Lech Wałęsa’s autobiography, A Way of Hope,offers a unique first-person perspective from one who has shaped the history of modern Poland. It traces the emergence of a moral dimension and authority by Wałęsa, and explains the distinctive structure, principles, and success of Solidarity. As the titular “Genesis” might suggest, Solidarity is seen here through a distinctively Christian lens. The Catholic Church offered an inclusive and universal structure based on morality and solidarity, one that Wałęsa was quick to associate with and could use to reconcile the workers’ divisions and surmount the state’s authoritarianism. Catholicism had the powerful benefits of an omnipresence and omnibenevolence, of an alluring virtue in both past and future. There is then, an amorphous and indistinguishable trinity between Wałęsa, the workers, and the Church that explains the particular genesis of Solidarity as it arose.

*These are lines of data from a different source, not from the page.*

PR #564, opened 2020-02-08
545 propose but verify

### LINKED ISSUE #545: Test Propose-but-verify model of word learning
In addition to our main Pursuit learning algorithm, we want to test other word-learning models, such as _Propose-but-verify_ and _cross-situational learning_. This will require a separate implementation of the LanguageLearner class (e.g a ProposeButVerifyLanguageLearner) and tests that are similar to the ones we have for Pursuit Learner to evaluate the behavior.

**Details on the algorithm:** The Pursuit paper [here](https://www.ling.upenn.edu/~ycharles/papers/pursuit-final.pdf) contains the necessary background information on how these word-learners behave. Pages 3-4 both propose-but-verify and cross-situational learning algorithms more specifically.

aakum03:
Closes #545 
Created the `propose_but_verify` language learner based on the "propose but verify" word learning model.

### DIFF
--- a/adam/learner/propose_but_verify.py
+++ b/adam/learner/propose_but_verify.py
@@ -41,6 +41,15 @@ class ProposeButVerifyLanguageLearner(
     Generic[PerceptionT, LinguisticDescriptionT],
     LanguageLearner[PerceptionT, LinguisticDescription],
 ):
+    """
+    An implementation of `LanguageLearner` for the 'propose but verify' learning based approach for
+    single object detection. This model does not retain any information pertaining to
+    disconfirmed hypothesis and is based on a "win-stay, lose-shift" ideology.
+
+    Reference: https://www.ling.upenn.edu/~ycharles/papers/pursuit-final.pdf
+    Section 1 of this paper on pursuit learning includes an introduction to the 'propose but
+    verify' learning approach.
+    """
 
     _ontology: Ontology = attrib(validator=instance_of(Ontology), kw_only=True)
     _observation_num = attrib(init=False, default=0)
@@ -61,6 +70,7 @@ class ProposeButVerifyLanguageLearner(
     _rendered_word_hypothesis_pair_ids: Set[str] = attrib(
         init=False, default=Factory(set)
     )
+    _minimum_match_ratio: float = attrib(default=0.8, kw_only=True)
 
     @staticmethod
     def from_parameters(
@@ -89,13 +99,12 @@ class ProposeButVerifyLanguageLearner(
     def observe(
         self, learning_example: LearningExample[PerceptionT, LinguisticDescription]
     ) -> None:
-
         logging.info("Observation %s", self._observation_num)
         self._observation_num += 1
 
         perception = learning_example.perception
         if len(perception.frames) != 1:
-            raise RuntimeError("Pursuit learner can only handle single frames for now")
+            raise RuntimeError("ProposeButVerify learner can only handle single frames for now")
         if isinstance(perception.frames[0], DevelopmentalPrimitivePerceptionFrame):
             original_perception_graph = PerceptionGraph.from_frame(
                 perception.frames[0]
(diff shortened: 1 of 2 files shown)


adam/learner/propose_but_verify.py
```diff
@@ -0,0 +1,372 @@
...
+        observed_linguistic_description = (
+            learning_example.linguistic_description.as_token_sequence()
+        )
+
+        self.learn_propose_but_verify(
+            observed_perception_graph, observed_linguistic_description
+        )
+
+    # learn method
+    def learn_propose_but_verify(
```
denizbeser: Can you add tests that checks if this is working as intended? Something similar to PursuitLearner tests with single-object situations would be enough

adam/learner/propose_but_verify.py
```diff
@@ -0,0 +1,372 @@
...
+                pattern_hypothesis,
+                logging.INFO,
+                "Initializing (randomly chosen) meaning for %s ",
+                word,
+            )
+
+        self._words_to_hypotheses[word] = pattern_hypothesis
+
+    # Test Hypothesis
+    def test_hypothesis_step(
```
denizbeser: Rename to "verify_hypothesis()" perhaps? It seems to function as a verification returning a boolean instead of an entire learning step

adam/learner/propose_but_verify.py
```diff
@@ -0,0 +1,372 @@
...
+                )
+                self._rendered_word_hypothesis_pair_ids.add(hypothesis_id)
+        else:
+            logging.info(
+                f"The word {word} has never been seen before. There are no current hypotheses for it"
+            )
+
+    # Helper method, from pursuit.py
+    @staticmethod
+    def get_objects_from_perception(
```
denizbeser: It would be nice to have this modularized so we can refer to the same function across learners. Let's just keep it this way for now though, as the pursuit_learner.py is also changing right now.

adam/learner/propose_but_verify.py
```diff
@@ -0,0 +1,372 @@
...
+    GraphLogger,
+    PerceptionGraph,
+    PerceptionGraphPattern,
+)
+from adam.utils import networkx_utils
+from attr import Factory, attrib, attrs
+
+
+@attrs()
+class ProposeButVerifyLanguageLearner(
```
denizbeser: Can you add a docstring briefly explaining what this learning algorithm does - with a link to the paper that explains the algorithm?

adam/learner/propose_but_verify.py
```diff
@@ -0,0 +1,372 @@
...
+    def observe(
+        self, learning_example: LearningExample[PerceptionT, LinguisticDescription]
+    ) -> None:
+
+        logging.info("Observation %s", self._observation_num)
+        self._observation_num += 1
+
+        perception = learning_example.perception
+        if len(perception.frames) != 1:
+            raise RuntimeError("Pursuit learner can only handle single frames for now")
```
denizbeser: The error message should be "Propose but verify... " instead

adam/learner/propose_but_verify.py
```diff
@@ -0,0 +1,372 @@
...
+                    # If hypothesis is confirmed, do nothing
+                    continue
+                else:
+                    # If hypothesis is not confirmed, treat word as an unseen word, and go
+                    # through the initialization step again (to randomly select meaning)
+                    self.initialization_step(word, observed_perception_graph)
+            if self._log_word_hypotheses_to:
+                self._log_hypotheses(word)
+
+    def initialization_step(self, word: str, observed_perception_graph: PerceptionGraph):
```
denizbeser: Might be better to name it `initialize_new_meaning()` or so, since we no longer have "learning steps" like we used to in pursuit.

adam/learner/propose_but_verify.py
```diff
@@ -0,0 +1,372 @@
...
+        hypothesis_is_confirmed = partial_match.matched_exactly()
+        # If the hypothesis is confirmed, we leave it as it is
+        if hypothesis_is_confirmed and partial_match.matching_subgraph:
+            logging.info("Hypothesis is confirmed")
+        # If the hypothesis is disconfirmed
+        else:
+            logging.info(
+                f"Hypothesis is disconfirmed (Match ratio: {partial_match.match_ratio()}"
+            )
+        return hypothesis_is_confirmed
```
denizbeser: Can you add a parameter (e.g minimum_match_ratio) into the learner such that a hypothesis is confirmed if the match ratio >= the minimum match ratio? The learner as is might never successfully verify because of minor variations in the perceptual representations.

adam/learner/propose_but_verify.py
aakum03: Tests have been added to `learner_tests`. It still uses the pursuit curriculum since it works as intended.

adam/learner/propose_but_verify.py
aakum03: Renamed. I wasn't sure if a naming convention (i.e: with the word 'step')

adam/learner/propose_but_verify.py
aakum03: Added

adam/learner/propose_but_verify.py
aakum03: Changed

adam/learner/propose_but_verify.py
aakum03: Renamed. I wasn't sure if a naming convention (i.e: with the word 'step')

adam/learner/propose_but_verify.py
aakum03: Added. The default minimum_match_ratio has been set to 0.8; with the test parameters using 0.85

aakum03:
@denizbeser 
When running tests, I ran into some issues with `describe()` as it did not return any matches `(observe worked as intended, and the hypotheses were formed and stored as intended)`. So I modified `describe() `to use `PartialMatch` that was originally only used to verify hypotheses instead of `matcher()` that the original `describe()` in pursuit used.

This resulted in the intended description and the tests passed (single object only).

I am unsure of any implications of this change. Please advise.

gabbard:
@aakum03 : Sorry for the long delay. Can you rebase this to the current master prior to review?

LichMaster98:
Replaced by: https://github.com/isi-vista/adam/pull/966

In his prelude, Wałęsa gives immediate primacy to the importance of religion, seeing his understanding of “the meaning of the word faith” as integral to his personal philosophy, Solidarity’s ideology, and the Polish historical tradition.[1] A constant undercurrent of Catholicism is present throughout A Way of Hope, one that animates Wałęsa and binds him to Poland. That is precisely the point of the first chapter, titled “Roots,” where Wałęsa weaves his own family’s history and religion against Poland’s, staking his identity as that of the everyman Polish Catholic. Indeed, Roman Laba aptly notes that the public portrayal of Wałęsa has two symbolic sides: as an Everyman and as a Christian.[2] He is effectively making himself a symbol of the current generation in a long line of Catholic tradition, “my faith can be said almost to have flowed into me with my mother’s milk.”[3]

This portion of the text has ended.